Eso le facilitó a Goebbels poder utilizar a Nietzsche en favor de la causa nazi. Hay personajes injustamente tratados, como Franz Liszt, cuyos preludios durante años fueron prohibidos por los Aliados por haberse servido Goebbels de ellos en sus alocuciones.

 

- Y en la Primera Guerra Mundial no se podía oír a Beethoven  en Francia o no se podían leer ciertas obras en Alemania. Esa fue la gran lucha entre Romain Rolland y Stefan Zweig, que se comunicaban pasándose a veces, en la revista que colaboraban, temas de la cultura francesa y alemana que tenían que conocer en un lado y otro. Y luego lo ponían entre comillas diciendo “para que sea vea qué cosas han hecho tan terribles en Francia”, por ejemplo. Y citaban un texto de Romain Rolland, y esto lo publicaba Zweig en Alemania y viceversa.

 

- Al plantearle el tema de los nacionalismos, que tanta sangre han causado en Europa con su intransigencia y extremismo, Mauricio Wiesenthal se muestra concluyente.

 

- Los nacionalismos, no digamos el racismo y la xenofobia, me resultan aborrecibles.  No los soporto. Yo, por mi condición de sangre e historia, cuando encuentro algo monocolor me siento mal. A mí me gusta que pueda existir siempre la diversidad, es decir, otra gente que pueda ser disidente. Porque yo de heterodoxo me siento bien.

 

El que todo el mundo sea monocorde, ortodoxo, de la misma religión e idea, me horripila. Y el nacionalismo tiene tendencia a crear eso.

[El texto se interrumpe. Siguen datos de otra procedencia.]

PR #5182, opened 2023-10-04
chore: bump dependencies

TimBeyer:
Removes gulp and replaces the header check with eslint.
Bumps nodemon and otel dependencies.

This fixes a few security notifications, but definitely not all of them.
Sadly especially the transitive dependencies from modules that now only get released as ESM cannot easily be bumped without us switching to ESM. So eventually we may have to tackle this.

Fixes #


stefreak (approved):
Awesome 🥳

vvagaytsev:
It looks like the pre-push hooks are broken now. I'm getting this error:
```console
husky > pre-push (node v18.15.0)

> garden@0.13.16 check-pre-push
> npm run check-package-lock && npm run check-licenses && npm run lint


> garden@0.13.16 check-package-lock
> git diff --quiet HEAD -- package-lock.json || (echo 'package-lock.json is dirty!' && exit 1)

npm ERR! Missing script: "check-licenses"
npm ERR! 
npm ERR! Did you mean this?
npm ERR!     npm run add-licenses # run the "add-licenses" package script
npm ERR! 
npm ERR! To see a list of scripts, run:
npm ERR!   npm run

npm ERR! A complete log of this run can be found in:
npm ERR!     /Users/vladimirvagaytsev/.npm/_logs/2023-10-04T20_38_21_774Z-debug-0.log
husky > pre-push hook failed (add --no-verify to bypass)
error: failed to push some refs to 'https://github.com/garden-io/garden.git'
```

Should I make any local changes to reconfigure the hooks?

vvagaytsev:
I tried to change `npm run check-licenses` to `npm run add-licenses` in `package.json` ([L70](https://github.com/garden-io/garden/blob/main/package.json#L70) and [L74](https://github.com/garden-io/garden/blob/main/package.json#L74)) but it failed with another error:
```console
husky > pre-push (node v18.15.0)

> garden@0.13.16 check-pre-push
> npm run check-package-lock && npm run add-licenses && npm run lint


> garden@0.13.16 check-package-lock
> git diff --quiet HEAD -- package-lock.json || (echo 'package-lock.json is dirty!' && exit 1)


> garden@0.13.16 add-licenses
> copyright-header --license-file support/license-header.txt --syntax support/license-syntax.yaml --add-path core/src:core/test --output-dir .

sh: copyright-header: command not found
husky > pre-push hook failed (add --no-verify to bypass)
```

It looks like `copyright-header` script is missing in the repo.

stefreak:
Oh god, I'd personally prefer if we removed these hooks and instead relied on the CI for this. WDYT?
Or alternatively used something that only checks the files you have actually touched and completes super quickly, for example https://pre-commit.com/

vvagaytsev:
It's nice to have hooks to catch linting issues early. Pre-commit sounds good. Agree, only the changes files can be inspected, the rest part van be checked in CI.

TimBeyer:
I'd prefer not to bring a python dependency into the project (pre-commit).
I'm a bit confused why this fails now though, and not before.
We didn't touch any of those dependencies and only removed the gulp script and gulp.
Unless this was an accidental transitive dependency, this shouldn't have had that impact.
If it was, then we just need to add it back explicitly.

TimBeyer:
Ah I see, the hook still called `npm run check-licenses`. 
That's no longer needed because it's part of `lint` now which happens right after.
I simply forgot to remove them from `"check-all"` and `"check-pre-push"`

PR #5187, opened 2023-10-04
feat(k8s): add support for patching manifests

### LINKED ISSUE #5082: [FEATURE]: Re-use existing Kubernetes manifests without modifying them
# Feature Request

## Background / Motivation

One of Garden's philosophies is _automation over abstraction_. It should be able to take existing config (e.g. Dockerfiles and K8s manifests) and add the automation that empowers users to re-use it across all stages of software delivery. E.g. for end-to-end testing or for developing in production like environments.

This currently works great with Helm but we're missing a proper story for projects that already have K8s manifests but aren't using Helm. 

In that case, you _should_ be able to use the `kubernetes` Deploy action and just point Garden to the manifests files, something like:

```
kind: Build
name: api
type: container
---
kind: Deploy
name: api
type: kubernetes
spec:
  files: [./my-manifests.yml]
```  

The problem however is that you need to reference the image build in the Pod spec for the manifest. This means you need to modify every single K8s manifest that references a image from your source code and set the following:

``` 
# For a given container stanza in a K8s Pod spec 
name: api
image: ${actions.build.api.outputs.deployment-image-id}
```

At this point, these manifests aren't valid K8s manifests anymore and you've broken the rest of your toolchain.

It simply doesn't work and you either need to duplicate config or change tooling.

## What should the user be able to do?

Drop Garden into an existing K8s project with minimal Garden config and zero modification to existing code / config.

## Why do they want to do this? What problem does it solve?

To be able to use Garden to add automation to their software delivery workflows without breaking other tooling.

## Suggested Implementation(s)

We have a few options here. In my opinion we should be optimising for something very simple here. It's not power user stuff, rather something that will feature in most getting started / onboarding docs and we really shouldn't have to go out of our way to explain.

### Option 1

Add a basic field to the `kubernetes` Deploy spec such as: 

```
overwriteImage:
  kind: Deployment
  name: api
  containerName: api
  buildAction: api # <--- The Garden build Action
```

**Pros:**
* Relatively simple syntax

**Cons:**
* Very limited and users may want to overwrite other fields as well.

### Option 2

Add a `patchResources` field to the spec and that allows the user to identify the resource they want to patch and define the patch proper which would be applied per the [json merge patch spec](https://datatracker.ietf.org/doc/html/rfc7386).  Note that we'd need to handle `containers` specifically or require users to list all the containers in the patch because it just overwrites arrays. 

Example:

```
kind: Deploy
name: api
kind: kubernetes
spec:
  files: [./my-manifests.yaml]
  patchResources:
    - kind: Deployment # <--- Could also be Pod or even ReplicaSet 
      name: api
      patch: # General purpose patch, applied via the JSON merge patch spec
        spec:
          replicas: 1 
      imagePatches: # <--- Specifically patch a given container image. Could also be more flexible `containerPatches`  
        - containerName: api
           newImage:  ${actions.api.outputs.deployment-image-id}
           # <--- Optionally support just setting image or image tag?
```
 
See inline comments for notes on syntax which is very much up for debate.

**Pros:**
- Flexible

**Cons:**
- More verbose. But if we imagine the user being a K8s user already (given they have all the manifests) it should feel familiar.

I'm personally partial to this approach or some version thereof.

### Option 3

Same as Option 1 but use Kustomize syntax and nest under existing `kustomize` field:

```
kind: Deploy
name: api
kind: kubernetes
spec:
  kustomize:
    spec: # <--- Basically what you'd put in kustomize.yaml
      - baseResources: ...
         images: # ...
```

**Pros:**
- Leaning on (somewhat) known concepts

**Cons:**
- Kustomize doesn't support passing args to the CLI so we'd to quite some work in terms of parsing the config; finding the base resources; staging to a build dir; creating a legit kustomize file; applying `kustomize build`
- Confusing for those not familiar with `kustomize`

### Option 4

Support inline templates in kustomize files. 

**Pros:**
- Familiar to existing kusomtize users

**Cons:**
-  You're back to breaking config unless you have a dedicated Garden overlay
- Also need to render the manifests and write back to the file system before doing `kustomize build` due its limitations
- Confusing for those not familiar with `kustomize`

## How important is this feature for you/your team?

The reason for that choice is that I was working on "Gardenifying" the Google [microservices demo](https://github.com/GoogleCloudPlatform/microservices-demo/tree/main/kubernetes-manifests) and wanted to submit it to the repo. 

I can't do that without modifying manifests which would never get approved so Garden can't really be used.

eysi09:

From the commit message:

```console
This change introduces a \`patchResources\` field to the \`kubernetes\`
Deploy action that allows users to overwrite the values of manifests in
Garden config without modifying the manifest itself.

This enables users to drop Garden into existing K8s projects without
making any other changes to code or config.

Under the hood, Garden uses the `kubectl patch` command. The behaviour
is documented here:

https://kubernetes.io/docs/tasks/manage-kubernetes-objects/update-api-object-kubectl-patch/
```

I also added an example project that demonstrates this functionality and updated the [k8s-deploy-config-templates](https://github.com/garden-io/garden/tree/main/examples/k8s-deploy-config-templates) example to use the same pattern.

To do:

- [ ] ~Update docs on Kubernetes action types (we can do that in a follow up PR if needed)~

I started writing the docs on a different branch to keep things simple.

Fixes #5082

The large number of line changes is due to the example projects. The main feature is pretty simple.


core/src/plugins/kubernetes/types.ts
```diff
@@ -52,6 +52,14 @@ export type KubernetesResource<T extends BaseResource | KubernetesObject = BaseR
       [P in Extract<keyof T, "spec">]: Exclude<T[P], undefined>
     }
 
+export interface KubernetesPatchResource {
+  name: string
+  // TODO @eysi: Can we get a better type here?
+  kind: string
```
eysi09, line 58: I just went for a string type here instead of listing all K8s object types.

core/src/plugins/kubernetes/kubernetes-type/config.ts
```diff
@@ -68,6 +70,27 @@ const kubernetesResourceSchema = () =>
...
+        dedent`
+        The patch strategy to use. One of 'json', 'merge', or 'strategic'. Defaults to 'strategic'.
+
+        You can read more about the different strategies in the offical Kubernetes documentation at:
+        https://kubernetes.io/docs/tasks/manage-kubernetes-objects/update-api-object-kubectl-patch/
+        `
+      )
+      .default("strategic")
+      .optional(),
+    patch: joi.object().required().description("The patch to apply").unknown(true),
```
twelvemo, line 91:
```suggestion
    patch: joi.object().required().description("The patch to apply.").unknown(true),
```

twelvemo (approved):
Great job! The examples are also super sound, nothing to improve imho. One nit-pick about a missing dot at the end of the sentence but that's it. Leaving it up to you to if you want to add it, otherwise approving.

twelvemo (dismissed):

twelvemo (approved):

PR #5190, opened 2023-10-05
fix(helm): use build path for charts for helm modules converted to ac…

twelvemo:
…tions

Fixes a compatibility issue when using Helm modules. In Garden 0.12.x Helm modules always had an implicit build and charts and their dependenies were resolved in the build directory under `.garden/build/<module-name>`. However Helm deploy actions and their dependencies are resolved in the action directory. When converting from modules to actions, we were creating a `dummyBuild` which is a build of type exec for some scenarios e.g. when a `base` chart was explicitly set in the Helm module. When this was not the case the converted Helm deploy action would use the action directory for all Helm operations. This leads to a compatibility issue e.g. when referencing local dependency charts with relative paths. This PR creates a `dummyBuild` for every converted Helm module, so that every converted Helm module still uses the build directory.
It also fixes a bug, where the `module.path` was referencing the path of the node module and not the garden module, which is `moduleConfig.path` in the context of this function. This resulted in only a part of the Helm chart to be copied to the build directory.
Adds tests to check if the correct base directory is used for both converted modules and native actions.

Fixes #


shumailxyz:
@twelvemo The tests are failing. Can you please check those?

twelvemo:
> @twelvemo The tests are failing. Can you please check those?
Just did. The failing integ tests about includes in helm charts was actually wrong. It was changed [here](https://github.com/garden-io/garden/pull/3944/files#diff-cab361ce677f2c0000f1dee600d40da78bb4cde51693ba4ce4400213cbc7dc6bL102) to match the behavior resulting from the bug of comparing the node module path for helm charts and setting the includes according to it. Fixed the test.

core/src/plugins/kubernetes/helm/handlers.ts
```diff
@@ -31,28 +31,30 @@ export const helmModuleHandlers: Partial<ModuleActionHandlers<HelmModule>> = {
...
-
     if (dummyBuild) {
       actions.push(dummyBuild)
     } else {
-      // We make a dummy build without a `copyFrom` or any build dependencies. This is to ensure there's a build action
-      // for this module if it's used as a base by another Helm module.
-      actions.push(makeDummyBuild({ module, copyFrom: undefined, dependencies: undefined }))
+      // We create a dummy build without a `copyFrom` or any build dependencies, to ensure there's a build action
+      // for this module. This is needed for compatibility reasions e.g. if there was a `base` field on the module
+      // or if a helm chart referencences dependent local charts relative to the modules build directory.
```
shumailxyz, line 45:
```suggestion
      // or if a helm chart references dependent local charts relative to the modules build directory.
```

shumailxyz (approved):
Thank you @twelvemo. Great work ✨

core/src/plugins/kubernetes/helm/module-config.ts
```diff
@@ -210,7 +210,7 @@ export async function configureHelmModule({
     ]
   }
 
-  const yamlPath = join(module.path, chartPath, helmChartYamlFilename)
+  const yamlPath = join(moduleConfig.path, chartPath, helmChartYamlFilename)
```
shumailxyz, line 213: Oopss :D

Se creen que la condición de un pueblo consiste en lo que ellos dictan, y en la caricatura de ese pueblo que ellos hacen. No son capaces ni de entender siquiera las contradicciones que hay en la historia de todo pueblo. Y entonces quieren someter a un pueblo a su caricatura, y te persiguen porque tú no correspondes al esquema que tienen. No puedes afirmarte si no lo ves de esa manera.

 

- Es como el amor mal entendido, donde el quiero cobra importancia sobre todo para imponer su dominio sobre el otro.

 

- En español utilizar el quiero me horroriza por lo que tiene la palabra querer de posesión, mientras que el amar –te amo- está basada en generosidad, en libertad, precisamente en todo aquello que la voluntad no quiere. Porque la voluntad es un apetito que realmente puede llegar a la brutalidad.

 

- ¿No será que las palabras están en ocasiones muy mal empleadas y enturbian los sentimientos y condicionan las actuaciones?.

 

- En general, tenemos un problema mayor en España, y que en mi Luz de vísperas lo trataba de manos de un personaje español. Tenemos una palabra terrible que no existe en otras lenguas, que es la palabra cursi para hablar de los sentimientos. El español le tiene un miedo enorme al ridículo, es a lo que más teme, porque es un pueblo como decía Ortega y Gasset de plaza. Es un pueblo de exhibirse, es un pueblo de pasearse.

 

- No bromea Mauricio Wiesenthal al decirlo. Su rostro se ensombrece y recalca las palabras como un afilado cuchillo que despiezara un cuerpo -en este caso, un alma- con meticulosidad.

 

- Es así, es lo que le distingue. Como nuestro baile, el pasodoble, que es una exhibición.

 

- Y ese terror que, según usted, padece el español a dónde le lleva.

 

- A hacerse autocrítica y a plantearse si esto o aquello no será cursi, y entonces limita todos los sentimientos. Yo me enternezco viendo el mundo de Austria y Alemania, donde me he criado de pequeño, o de Suiza, donde se hacen unas cosas tan simples. Tan ingenuas cuando se habla de sentimientos. Como en todos los lugares  del mundo,  los enamorados se dicen cosas en diminutivo con una ternura infinita. Lo mismo tenemos en toda una América Latina que habla nuestra lengua, y donde estos diminutivos son tan bellos. Allí no existe ese criterio de lo cursi, esto es típicamente español.

 

- En su literatura hay muchas referencias a los aromas y las flores, supongo que tendrán que ver con su experiencia como enólogo, y también por su afición a la montaña.

 

- Voy todos los veranos a Saint Marie, en el sureste de Suiza y lindando con Austria e Italia. Es un lugar ideal de Europa porque por los caminos se hablan todas las lenguas: del romanche, oriundo de la Engadina, al francés. Allí me encuentro  todos los años con un botánico ya viejo pero con la cabeza muy clara que, acompañado con su hija, recorre los senderos y coincidimos en los paseos. Hablamos de las plantas alpinas, de las que él conoce más que yo, y me cuenta historias sobre ellas.

 

- Mauricio Wiesenthal entorna los ojos con un gesto de ternura al evocar los personajes que su padre le presentaba siendo él niño, y cómo le explicaba quiénes eran.

 

- Conocí al poeta griego Kazantzakis en la Costa Azul, cuando de niño veraneaba en Antibes y en los paseos por la playa nos encontrábamos con él. Mi padre me decía quien era, y que escribía con especias. Yo debía pensar que se trataba, siendo poeta y griego, de Homero. Iba con su mujer y estaba ya medio ciego por una alergia. Me explicaba que su bisabuelo había sido un pirata cretense y que, cuando saqueaba un barco de especias, las repartía generosamente en su pueblo.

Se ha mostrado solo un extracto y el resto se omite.